Cato (and many others) point out that the Obamas are opting for private schools for their kids in DC. A fine choice, and one might be tempted to say this is an elitist, hypocritical move.
It is hypocritical, perhaps, considering the president-elect's words on education, but I don't worry too much about that sort of navel-gazing. What's important to understand is that it's not actually elitist when you do the numbers.
How can this be? Certainly, only a small, well-to-do minority can afford private school, right?
Actually, we all can. Tuition at the private Sidwell school for the Obama kids is around $25,000 per year. In the case of the DC public schools, the yearly outlay per student is ... around $25,000 per year.
It's a fair bet that Sidwell is offering a considerably better education, for the same amount of money. The difference is in who controls the resources.
Government, and the employees thereof, get paid the same regardless of performance. In the real world, in fact, poor performance might result in more funding. After all, if a government agency is failing to deliver, the issue must be money! (Let's be charitable and call this widely-held belief "unempirical").
In the case of Sidwell, their customers can opt out at any time. They get paid only if their customers (the parents) are satisfied with the product. So Sidwell's success, and its very existence, is coupled tightly to performance in a way that government rarely is.

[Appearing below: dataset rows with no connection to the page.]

PR #1984, opened 2019-10-07
Always pull force flag from component

### LINKED ISSUE #1983: 10.0.0 break context update with mobx.toJs usage
After updating 10.0.0 child components can't observe store passed by context when mobx.toJs used in their parent.

explanation of example:
1. MobX store passed into Context.Provider value in App component
2. contenxt.store.count serialized & printed in Test component
3. contenxt.store.count printed in Counter component
4. user click button and compare clicks/raw value on your screen
5. the values are the same for 10.0.0-rc.1 and differ for 10.0.0 release

error reproduction (cache cleaning may be required):
rc1: https://nuzsk.github.io/preact-x-consumer-bug/10.0.0-rc.1/dist/index.html
rel: https://nuzsk.github.io/preact-x-consumer-bug/10.0.0/dist/index.html
source:
https://github.com/Nuzsk/preact-x-consumer-bug

note: removing toJs allows the child component to update

marvinhagemeister:
The way MobX works is that every observed component returns `false` from `shouldComponentUpdate` unless `props` have changed. They than trigger the child renders themselves via direct `forceUpdate` calls.

Our issue was that we only set the `force` flag sort-of globally during a render and would ignore any children that have been enqueued via `forceUpdate` in the same render cycle. This PR addresses that by ensuring that the `force` flag is always the one from the current component.

**Tasks:**
- [x] Add a test case

Fixes #1983
Size `-24 B` :100:

### DIFF
--- a/src/component.js
+++ b/src/component.js
@@ -123,13 +123,13 @@ export function getDomSibling(vnode, childIndex) {
 function renderComponent(component) {
 	let vnode = component._vnode,
 		oldDom = vnode._dom,
-		parentDom = component._parentDom,
-		force = component._force;
-	component._force = false;
+		parentDom = component._parentDom;
+
 	if (parentDom) {
 		let mounts = [];
-		let newDom = diff(parentDom, vnode, assign({}, vnode), component._context, parentDom.ownerSVGElement!==undefined, null, mounts, force, oldDom == null ? getDomSibling(vnode) : oldDom);
+		let newDom = diff(parentDom, vnode, assign({}, vnode), component._context, parentDom.ownerSVGElement!==undefined, null, mounts, oldDom == null ? getDomSibling(vnode) : oldDom);
 		commitRoot(mounts, vnode);
+		component._force = false;
 
 		if (newDom != oldDom) {
 			updateParentDomPointers(vnode);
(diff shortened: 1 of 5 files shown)


cristianbote:
Wow! 😁

andrewiggins:
@marvinhagemeister Woo! Love it when we can save bytes and fix bugs :)

In `src/components.js:132` you clear the force flag: `component._force = false`. Should this be somewhere else that guarentees the flag is always cleared even for children of whose `_force` flag is true.

In the UT that you added, do we also need to clear the <Inner> components `_force` flag? What I'm thinking happens is that both Inner and Outer queue up a rerender, but `renderComponent` is only called with Outer, because Inner's `_dirty` flag is set to `false` when Outer's rerender is processed. Since Inner never goes into `renderComponent` (the condition on `src/component.js:198` prevents it).

I took a stab at this but wanted to drop a message here so someone can look at it in case I forget.

marvinhagemeister:
@andrewiggins Good catch! That's something I didn't think of. Maybe we just need to reset the flag at the end of `diff()`, once a component has finished rendering instead of in `renderComponent`

PR #1990, opened 2019-10-09
Add _force to internal.d.ts

38elements:


src/internal.d.ts
```diff
@@ -57,23 +57,27 @@ export interface VNode<P = {}> extends preact.VNode<P> {
...
 
 export interface Component<P = {}, S = {}> extends preact.Component<P, S> {
+	// When component is functional component, this is reset to functional component
 	constructor: preact.ComponentType<P>;
 	state: S; // Override Component["state"] to not be readonly for internal use, specifically Hooks
 	base?: PreactElement;
 
 	_dirty: boolean;
-	_renderCallbacks: Array<() => void>;
+	_force?: boolean | null;
```
38elements: https://github.com/preactjs/preact/blob/cd6445054718c5a24f4fc332d7726dfca0e0aa07/src/component.js#L53-L70

https://github.com/preactjs/preact/blob/cd6445054718c5a24f4fc332d7726dfca0e0aa07/src/diff/index.js#L149-L151

src/component.js
```diff
@@ -13,20 +13,6 @@ import { Fragment } from './create-element';
...
-	// this._renderCallbacks = []; // Only class components
-
-	// Other properties that Component will have set later,
-	// shown here as commented out for quick reference
-	// this.base = null;
-	// this._context = null;
-	// this._vnode = null;
-	// this._nextState = null; // Only class components
-	// this._processingException = null; // Always read, set only when handling error
-	// this._pendingError = null; // Always read, set only when handling error. This is used to indicate at diffTime to set _processingException
```
38elements: I think this comment is the same role as the type definition. 
Therefore, I think it is better that this comment moves to type definition.

PR #2003, opened 2019-10-12
Rewrite useImperativeHandle to use useLayoutEffect (-35 B)

andrewiggins:
This PR brings some improvements to hooks that @JoviDeCroock and I have been playing with in other branches for a little while into master.

@JoviDeCroock I thought I'd bring these in a separate PR cuz I have a couple different branches I'd like to build on top of them. That alright?


hooks/src/index.js
```diff
@@ -61,18 +60,27 @@ function getHookState(index) {
...
 	if (index >= hooks._list.length) {
 		hooks._list.push({});
 	}
 	return hooks._list[index];
 }
 
+/**
+ * @param {import('./index').StateUpdater<any>} initialState
+ */
 export function useState(initialState) {
```
andrewiggins: When I tested it, converting this to `useReducer.bind` seemed to increase the size so I left it as is for now.

hooks/src/index.js
```diff
@@ -132,19 +140,16 @@ export function useRef(initialValue) {
...
-		currentComponent.__hooks._handles.push({ ref, createHandle });
-	}
-}
-
-function bindHandles(handles) {
-	handles.some(handle => {
-		if (handle.ref) handle.ref.current = handle.createHandle();
-	});
-	return [];
+	args.push(ref);
```
sventschui: Not sure how our general stance on this topic is but we are modifying an array from user-land here. This might have strange side effects for users. What do you think about this?

JoviDeCroock: I’ve thought about this and this introduces non-deterministic behavior what if the user sends no array (happens on render) crash/limitation

andrewiggins: Oh good points. I'll fix up and add tests

developit: Suggestion

```suggestion
	args = args.concat(ref);
```

JoviDeCroock: Problem with that is that this can diminish the on every render to become once and never again

hooks/src/index.js
```diff
@@ -239,8 +244,10 @@ function safeRaf(callback) {
 if (typeof window !== 'undefined') {
 	let prevRaf = options.requestAnimationFrame;
 	afterPaint = (component) => {
-		if ((!component._afterPaintQueued && (component._afterPaintQueued = true) && afterPaintEffects.push(component) === 1) ||
-		    prevRaf !== options.requestAnimationFrame) {
+		if (
+			(!component._afterPaintQueued && (component._afterPaintQueued = afterPaintEffects.push(component)) === 1)
+			|| prevRaf !== options.requestAnimationFrame
```
developit: Hmm - I'm wondering how common the case of swapping `options.requestAnimationFrame` is that we'd need this. Was there a specific case where this was troublesome? Only thing I could think of was injecting a super long rAF and then wanting to cancel.

hooks/src/index.js
```diff
@@ -239,8 +244,10 @@ function safeRaf(callback) {
 if (typeof window !== 'undefined') {
 	let prevRaf = options.requestAnimationFrame;
 	afterPaint = (component) => {
-		if ((!component._afterPaintQueued && (component._afterPaintQueued = true) && afterPaintEffects.push(component) === 1) ||
-		    prevRaf !== options.requestAnimationFrame) {
+		if (
+			(!component._afterPaintQueued && (component._afterPaintQueued = afterPaintEffects.push(component)) === 1)
```
developit: Question: In core's state queue, we always push onto the state array and just dedupe the resulting array when flushing (invoking the callback sets a boolean that makes subsequent invocations inert). I wonder if that'd be cheaper here?

hooks/src/index.js
```diff
@@ -268,6 +281,10 @@ function invokeEffect(hook) {
 	if (typeof result === 'function') hook._cleanup = result;
 }
 
+/**
+ * @param {any[]} oldArgs
+ * @param {any[]} newArgs
+ */
 function argsChanged(oldArgs, newArgs) {
 	return !oldArgs || newArgs.some((arg, index) => arg !== oldArgs[index]);
```
developit: I know it's not part of this PR, but I wonder if this is smaller after gzip?

```suggestion
    if (!oldArgs || oldArgs.length!==newArgs.length) return;
    for (let i=newArgs.length; i--; ) if (newArgs[i]!==oldArgs[i]) return;
    return true;
```

hooks/src/index.js
developit: Hmm - I'm not sure what you mean. My understanding is that `useImperativeHandle()` is always going to get called on every render (even if it returns a cached value). The `args` value will always be new unless someone hoists it out of render, in which case modifying it in-place will cause an infinite loop.

JoviDeCroock: Yes but the args array is optional meaning that it can't cache at all. If we always make it an array it is dependent on a mutable ref which potentially does not change. This makes it so that useImperativeHandle(() => ) is equivalent to useImperativeHandle(() => , []) which is not deterministic

andrewiggins: Updated this code so that `useImperativeHandle` should support all the functionality of `useLayoutEffect` and added to tests to capture missing features I think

Obviously, then, the issue is not resources but the model. I wouldn't hire a car mechanic who gets paid the same regardless of outcome. I wouldn't patronize a restaurant that I couldn't "opt out" of the next time. And yet we build an educational system on exactly such a foundation...



Tuition doesn't cover the full cost per student at Sidwell. The Cato piece compares apples and oranges; both yummy but, not the same.
Posted by: John Chipko | 25 November 2008 at 12:14 PM
A couple other things:
It is possible but not certain that the pool of resources to produce Sidwell-quality schools at cuttent prices exists. If your 'model' were implemented might the cost of better schools go up so that everybody is back at the same point but at a higher cost?
You're probably being charged according to the flat-rate book for your car repairs. The service manager assigns your car to the tech considered appropriate; unless you're going to a boutique shop in which case you're paying a premium all the time. Cet par.